Med-PaLM M demonstrated zero-shot generalization capabilities, accurately identifying tuberculosis presentations in chest X-ray images despite receiving no prior training on tuberculosis-specific visual data. The MultiMedBench benchmark encompasses tasks including medical question answering, visual question answering, image classification, radiology report generation, and genomic variant calling.

Similar to machine learning systems transforming content creation, medical AI models leverage deep learning architectures to process complex multimodal data at scale.

Med-PaLM 2 Technical Architecture

Med-PaLM 2 incorporates multiple architectural and training innovations contributing to performance improvements across medical benchmarks. The base architecture utilizes PaLM 2 with compute-optimal scaling principles.

The Ensemble Refinement prompting strategy improved accuracy across multiple-choice benchmarks by conditioning model outputs on multiple generated explanations before producing final answers. Chain of Retrieval enhanced factuality by grounding claims through external medical information retrieval during the generation process.

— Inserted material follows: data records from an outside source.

PR #8588, opened 2024-08-20
AG-3776 - added onDragCancel

gportela85:
https://ag-grid.atlassian.net/browse/AG-3776
https://ag-grid.atlassian.net/browse/AG-12446

### DIFF
--- a/community-modules/core/src/dragAndDrop/dragService.ts
+++ b/community-modules/core/src/dragAndDrop/dragService.ts
@@ -1,3 +1,4 @@
+import { KeyCode } from '../constants/keyCode';
 import type { NamedBean } from '../context/bean';
 import { BeanStub } from '../context/beanStub';
 import type { BeanCollection } from '../context/context';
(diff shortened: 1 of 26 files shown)


community-modules/core/src/dragAndDrop/dragService.ts
```diff
@@ -177,12 +178,18 @@ export class DragService extends BeanStub implements NamedBean {
         const mouseMoveEvent = (event: MouseEvent) => this.onMouseMove(event, params.eElement);
         const mouseUpEvent = (event: MouseEvent) => this.onMouseUp(event, params.eElement);
         const contextEvent = (event: MouseEvent) => event.preventDefault();
+        const keydownEvent = (event: KeyboardEvent) => {
+            if (event.key === KeyCode.ESCAPE) {
+                this.cancelDrag(params.eElement);
+            }
```
peterjrreynolds, line 184: Do we need to stop the event propagating here?

community-modules/core/src/events.ts
```diff
@@ -433,10 +435,14 @@ export interface DragStartedEvent<TData = any, TContext = any> extends AgDragEve
     type: 'dragStarted';
 }
 
-export interface DragStoppedEvent<TData = any, TContext = any> extends AgDragEvent<`dragStopped`, TData, TContext> {
+export interface DragStoppedEvent<TData = any, TContext = any> extends AgDragEvent<'dragStopped', TData, TContext> {
     type: 'dragStopped';
 }
 
+export interface DragCancelledEvent<TData = any, TContext = any> extends AgDragEvent<'dragCancelled', TData, TContext> {
+    type: 'dragCancelled';
```
peterjrreynolds, line 443: Don't need the `type` here - it's passed through the generic param.

In fact, don't need the type for the above two events either. Looks like these got left in by accident when the generic param was added.

community-modules/core/src/gridBodyComp/rowDragFeature.ts
```diff
@@ -368,6 +383,12 @@ export class RowDragFeature extends BeanStub implements DropTarget {
                       events.onDragStop!(this.draggingToRowDragEvent('rowDragEnd', e as any));
                   }
                 : onDragStop,
+            onDragCancel: events.onDragCancel
```
peterjrreynolds, line 386: Could de-duplicate the code for all these events

community-modules/core/src/events.ts
gportela85: fixed

community-modules/core/src/dragAndDrop/dragService.ts
gportela85: I don't think we should stop the propagation here, we can perform whatever actions we need and still allow the customer to add their own listeners.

Training datasets included MedQA, MedMCQA, HealthSearchQA, LiveQA, and MedicationQA. The evaluation framework encompassed MultiMedQA with seven datasets and 14 assessment criteria applied across 1,066 consumer questions.

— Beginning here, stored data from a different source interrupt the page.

PR #8591, opened 2024-08-21
AG-12109 Support deep / shallow merging of global grid options

StephenCooper:
https://ag-grid.atlassian.net/browse/AG-12109


community-modules/core/src/grid.ts
```diff
@@ -111,15 +111,58 @@ export interface Params {
...
+            mergedGridOps.context = providedOptions.context;
+        }
+
+        return mergedGridOps;
+    }
 }
 
+/**
+ * When providing global grid options, specify how they should be merged with the grid options provided to individual grids.
+ * - `deep` will merge the global options into the provided options deeply
```
peterjrreynolds, line 148: I know it's kind of implicit, but we should specifically mention that local options take precedence during the deep merge.

community-modules/core/src/grid.ts
```diff
@@ -224,15 +267,8 @@ export class GridCoreCreator {
...
-        let mergedGridOps: GridOptions = {};
-        if (GlobalGridOptions.gridOptions) {
-            // Merge deep to avoid leaking changes to the global options
-            _mergeDeep(mergedGridOps, GlobalGridOptions.gridOptions, true, true);
-            // Shallow copy to ensure context reference is maintained
-            mergedGridOps = { ...mergedGridOps, ...providedOptions };
-        } else {
-            mergedGridOps = providedOptions;
-        }
+        const mergedGridOps = GlobalGridOptions.applyGlobalGridOptions({}, providedOptions);
```
peterjrreynolds, line 270: I know this replicates mergeDeep, but the first argument here seems redundant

Med-PaLM 2 MMLU Clinical Performance

The Massive Multitask Language Understanding benchmark includes specialized clinical topic subsets testing domain-specific medical knowledge. Med-PaLM 2 achieved state-of-the-art performance on three of six MMLU clinical topics.

The model reached state-of-the-art scores in Clinical Knowledge, Medical Genetics, and Anatomy. GPT-4-based systems reported higher scores on Professional Medicine, College Medicine, and College Biology topics.

The relatively small test set sizes for individual MMLU topics warrant cautious interpretation of marginal performance differences between competing systems. Both Med-PaLM 2 and GPT-4 demonstrated strong capabilities across clinical knowledge domains.

Med-PaLM 2 Development Timeline

The Med-PaLM development trajectory demonstrated rapid advancement in medical AI capabilities. The progression from initial USMLE passing scores to expert-level performance occurred within approximately four months.

Med-PaLM achieved 67.6% accuracy in December 2022, becoming the first AI to pass USMLE threshold requirements. By March 2023, Med-PaLM 2 reached 86.5% accuracy, marking expert-level performance in clinical question-answering tasks.

The January 2025 issue of Nature Medicine published the most comprehensive peer-reviewed evaluation of Med-PaLM 2 capabilities. This publication provided detailed analysis of safety characteristics, physician preferences, and benchmark performance across multiple medical assessment frameworks.

As AI integration becomes core to computing platforms, specialized medical AI systems demonstrate the potential for domain-specific applications requiring both accuracy and safety considerations.

FAQ

What accuracy did Med-PaLM 2 achieve on medical exams?

Med-PaLM 2 achieved 86.5% accuracy on MedQA (USMLE-style questions) and 72.3% on MedMCQA (Indian medical exams), surpassing expert-level thresholds and previous AI benchmarks by substantial margins.

How does Med-PaLM 2 compare to GPT-4?

Med-PaLM 2 scored 86.5% on MedQA versus GPT-4’s 86.1%, showing marginally higher accuracy. Med-PaLM 2 demonstrated significantly safer outputs and better alignment with scientific consensus in physician evaluations.

What is Med-PaLM M?

Med-PaLM M is the multimodal extension of Med-PaLM 2, processing medical images, genomic data, and clinical text. Three variants range from 12 billion to 562 billion parameters across 14 biomedical tasks.

How safe is Med-PaLM 2 for medical use?

Med-PaLM 2 achieved 90.6% low risk of harm rating and 92.6% scientific consensus alignment. Physicians rated it as equally safe or safer than human-generated medical answers across evaluation criteria.

When was Med-PaLM 2 released?

Med-PaLM 2 was announced in March 2023, with peer-reviewed validation published in Nature Medicine in July 2023. The most comprehensive evaluation study was published in January 2025.